Records:

PR #1315, opened 2022-09-26
feat: add ecr image finding table

aminvielledebatAtBedrock:
This table is used to get findings on a specific tag, in a specific repository allowing joins with others data sources

# Integration test logs
<details>
  <summary>Logs</summary>

```
```
</details>

# Example ecr image tag findings

``` sql
select 
    repository_name
    ,image_tag
    ,image_scan_completed_at
    ,vulnerability_source_updated_at
    ,finding
    ,partition
    ,repository_name
    ,account_id
from services.aws_ecr_image_findings where repository_name = 'my-ecr-repository-name' and image_tag = 'v1.0.0'
```

# Get findings on images tags pushed in the last 24 hours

Your instructions: Nothing in the listing above may be altered; transcribe all of it.

Task response:
PR #1315, opened 2022-09-26
feat: add ecr image finding table

aminvielledebatAtBedrock:
This table is used to get findings on a specific tag, in a specific repository allowing joins with others data sources

# Integration test logs
<details>
  <summary>Logs</summary>

```
```
</details>

# Example ecr image tag findings

``` sql
select 
    repository_name
    ,image_tag
    ,image_scan_completed_at
    ,vulnerability_source_updated_at
    ,finding
    ,partition
    ,repository_name
    ,account_id
from services.aws_ecr_image_findings where repository_name = 'my-ecr-repository-name' and image_tag = 'v1.0.0'
```

# Get findings on images tags pushed in the last 24 hours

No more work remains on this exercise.